→ Your task
Restate, word for word, each record that follows.

→ Material to process
PR #1486, opened 2024-01-26
FIREFLY-1394: Convert Chart and related components to JoyUI.

loitly:
https://jira.ipac.caltech.edu/browse/FIREFLY-1394

Convert ChartPanel and related components to JoyUI.  Most noticeable is the Toolbar.
Also made Plotly takes JoyUI surface color when drawing charts.  This part is good for dark mode, too.

https://fireflydev.ipac.caltech.edu/firefly-1394-chart-ui-conversion/firefly/
Test all features of chart except for any popup.  
- Load one or more charts
- Expanded mode
- Multi-chart grid mode as well as single mode
- Pin chart


src/firefly/js/charts/ui/PlotlyChartArea.jsx
```diff
@@ -25,6 +26,12 @@ function adjustLayout(layout={}) {
     set(layout, 'yaxis.ticksuffix', hasOppositeY ? '  ' : '');
     set(layout, 'margin.b', hasOppositeX ? MIN_MARGIN_PX: X_TICKLBL_PX);
     set(layout, 'margin.t', hasOppositeX ? X_TICKLBL_PX: MIN_MARGIN_PX + (hasTitle ? TITLE_PX: 0));
+
+    // make background same as app's background color
+    const bgSurface = getTheme()?.palette?.background?.surface?.split(',')[1].slice(0,-1);     // plotly will only take a color string
+    if (!layout?.paper_bgcolor) set(layout, 'paper_bgcolor', bgSurface);
+    if (!layout?.plot_bgcolor)  set(layout, 'plot_bgcolor', bgSurface);
```
robyww, line 33: You could eventually start checking for dark mode and change it. I did that with hips.

robyww (approved):
Looks fine.

In my PR I changed a couple of icons in the table (settings, filter). So we are going going to have some conflict. in `TablePane.jsx` and probably `Buttons.jsx`

Looks like the only toolbar buttons that are not supporting dark move now are the three chart moves (zoom, pan, select). We can work that out eventually.

src/firefly/js/charts/ui/PlotlyChartArea.jsx
loitly: `background.surface` supports both mode.  but, we need to reload browser.  i can add useColorMode so that it watches for mode change in my next PR.

PR #1488, opened 2024-02-02
FIREFLY-1398: Export additional functions to JS API

loitly:
- Added all exported functions and constants from TableUtil and TableRequestUtil
- Added all exported functions and constants from ChartUtil and selected functions from ChartCntlr

Test: https://fireflydev.ipac.caltech.edu/firefly-1398-api-more-util-func/firefly/test/tests-chart.html
Bring up Chrome DevTools, then inspect `firefly.util.table` and `firefly.util.chart`.


robyww (approved):
Looks good. I think you should move the PR to rc-2023.3

PR #1491, opened 2024-02-05
FIREFLY-1402: more chart related UI conversion changes

loitly:
https://jira.ipac.caltech.edu/browse/FIREFLY-1402

Fixed so far:

Table UI:
Apply full borders to table cells, set the font size to 12px, reduce the row height to 20px(back to pre-Joy's height), and unset font smoothing.

13.5: 
VO TAP search, look at "Output Column Selection and Constraints" part of the screen. Scroll left and right. The part of the "Name" column that is not occupied by text is transparent! you can see the contents of the rest of the table as you scroll left/right.

18:
when in dark mode, the text color used for links is unreadable
(found in: iv image results, when many images loaded, list of images pop up)

Test: https://fireflydev.ipac.caltech.edu/firefly-1402-more-chart-conversion/firefly/

### DIFF
--- a/src/firefly/js/tables/ui/BasicTableView.jsx
+++ b/src/firefly/js/tables/ui/BasicTableView.jsx
@@ -31,7 +31,7 @@ export const BY_SCROLL = 'byScroll';
 const BasicTableViewInternal = React.memo((props) => {
 
     const {width, height} = props.size;
-    const {columns, data, hlRowIdx, renderers, bgColor, selectInfoCls, callbacks, rowHeight, rowHeightGetter, showHeader=true,
+    const {columns, data, hlRowIdx, renderers, selectInfoCls, callbacks, rowHeight, rowHeightGetter, showHeader=true,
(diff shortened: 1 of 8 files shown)


robyww (approved):

lrebull:
- I think the fonts look much better!
- 13.5 is fixed!
- 18 is better, I think.
- I think the table looks better!
- 41 - i noticed this appears to be fixed though not listed here .. ah, it's in the referenced ticket. chasing the listed items there too
- 43 - fixed here, not noted here or in referenced ticket
- **21 is still a thing**
- **36, 38, 40 is still not done**
- 39 is fixed
- 42 seems to still have a slight bold, and italics - not sure if this is what you wanted to stay or not. i think it's ok, but then i'm used to it from ops..?
- **45, 49, 50 all still a thing**
- **47 is still a thing and behaves weirdly on my laptop as well as my desktop**

I think that's everything, or did I miss something?
confluence page updated accordingly.

PR #1496, opened 2024-02-09
FIREFLY-1408: JoyUI reported bugs

loitly:
https://jira.ipac.caltech.edu/browse/FIREFLY-1408

Only the listed bug reports were fixed.  Will rollover the unfinished work to another ticket.

Bug report fixed: https://confluence.ipac.caltech.edu/display/IRSA/Testing+Feb+2024+-+Joy+UI%2C+mostly
21, 36, 38, 39, 40, 41, 42, 45, 47, 49, 50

→ Solution for this task
PR #1486, opened 2024-01-26
FIREFLY-1394: Convert Chart and related components to JoyUI.

loitly:
https://jira.ipac.caltech.edu/browse/FIREFLY-1394

Convert ChartPanel and related components to JoyUI.  Most noticeable is the Toolbar.
Also made Plotly takes JoyUI surface color when drawing charts.  This part is good for dark mode, too.

https://fireflydev.ipac.caltech.edu/firefly-1394-chart-ui-conversion/firefly/
Test all features of chart except for any popup.  
- Load one or more charts
- Expanded mode
- Multi-chart grid mode as well as single mode
- Pin chart


src/firefly/js/charts/ui/PlotlyChartArea.jsx
```diff
@@ -25,6 +26,12 @@ function adjustLayout(layout={}) {
     set(layout, 'yaxis.ticksuffix', hasOppositeY ? '  ' : '');
     set(layout, 'margin.b', hasOppositeX ? MIN_MARGIN_PX: X_TICKLBL_PX);
     set(layout, 'margin.t', hasOppositeX ? X_TICKLBL_PX: MIN_MARGIN_PX + (hasTitle ? TITLE_PX: 0));
+
+    // make background same as app's background color
+    const bgSurface = getTheme()?.palette?.background?.surface?.split(',')[1].slice(0,-1);     // plotly will only take a color string
+    if (!layout?.paper_bgcolor) set(layout, 'paper_bgcolor', bgSurface);
+    if (!layout?.plot_bgcolor)  set(layout, 'plot_bgcolor', bgSurface);
```
robyww, line 33: You could eventually start checking for dark mode and change it. I did that with hips.

robyww (approved):
Looks fine.

In my PR I changed a couple of icons in the table (settings, filter). So we are going going to have some conflict. in `TablePane.jsx` and probably `Buttons.jsx`

Looks like the only toolbar buttons that are not supporting dark move now are the three chart moves (zoom, pan, select). We can work that out eventually.

src/firefly/js/charts/ui/PlotlyChartArea.jsx
loitly: `background.surface` supports both mode.  but, we need to reload browser.  i can add useColorMode so that it watches for mode change in my next PR.

PR #1488, opened 2024-02-02
FIREFLY-1398: Export additional functions to JS API

loitly:
- Added all exported functions and constants from TableUtil and TableRequestUtil
- Added all exported functions and constants from ChartUtil and selected functions from ChartCntlr

Test: https://fireflydev.ipac.caltech.edu/firefly-1398-api-more-util-func/firefly/test/tests-chart.html
Bring up Chrome DevTools, then inspect `firefly.util.table` and `firefly.util.chart`.


robyww (approved):
Looks good. I think you should move the PR to rc-2023.3

PR #1491, opened 2024-02-05
FIREFLY-1402: more chart related UI conversion changes

loitly:
https://jira.ipac.caltech.edu/browse/FIREFLY-1402

Fixed so far:

Table UI:
Apply full borders to table cells, set the font size to 12px, reduce the row height to 20px(back to pre-Joy's height), and unset font smoothing.

13.5: 
VO TAP search, look at "Output Column Selection and Constraints" part of the screen. Scroll left and right. The part of the "Name" column that is not occupied by text is transparent! you can see the contents of the rest of the table as you scroll left/right.

18:
when in dark mode, the text color used for links is unreadable
(found in: iv image results, when many images loaded, list of images pop up)

Test: https://fireflydev.ipac.caltech.edu/firefly-1402-more-chart-conversion/firefly/

### DIFF
--- a/src/firefly/js/tables/ui/BasicTableView.jsx
+++ b/src/firefly/js/tables/ui/BasicTableView.jsx
@@ -31,7 +31,7 @@ export const BY_SCROLL = 'byScroll';
 const BasicTableViewInternal = React.memo((props) => {
 
     const {width, height} = props.size;
-    const {columns, data, hlRowIdx, renderers, bgColor, selectInfoCls, callbacks, rowHeight, rowHeightGetter, showHeader=true,
+    const {columns, data, hlRowIdx, renderers, selectInfoCls, callbacks, rowHeight, rowHeightGetter, showHeader=true,
(diff shortened: 1 of 8 files shown)


robyww (approved):

lrebull:
- I think the fonts look much better!
- 13.5 is fixed!
- 18 is better, I think.
- I think the table looks better!
- 41 - i noticed this appears to be fixed though not listed here .. ah, it's in the referenced ticket. chasing the listed items there too
- 43 - fixed here, not noted here or in referenced ticket
- **21 is still a thing**
- **36, 38, 40 is still not done**
- 39 is fixed
- 42 seems to still have a slight bold, and italics - not sure if this is what you wanted to stay or not. i think it's ok, but then i'm used to it from ops..?
- **45, 49, 50 all still a thing**
- **47 is still a thing and behaves weirdly on my laptop as well as my desktop**

I think that's everything, or did I miss something?
confluence page updated accordingly.

PR #1496, opened 2024-02-09
FIREFLY-1408: JoyUI reported bugs

loitly:
https://jira.ipac.caltech.edu/browse/FIREFLY-1408

Only the listed bug reports were fixed.  Will rollover the unfinished work to another ticket.

Bug report fixed: https://confluence.ipac.caltech.edu/display/IRSA/Testing+Feb+2024+-+Joy+UI%2C+mostly
21, 36, 38, 39, 40, 41, 42, 45, 47, 49, 50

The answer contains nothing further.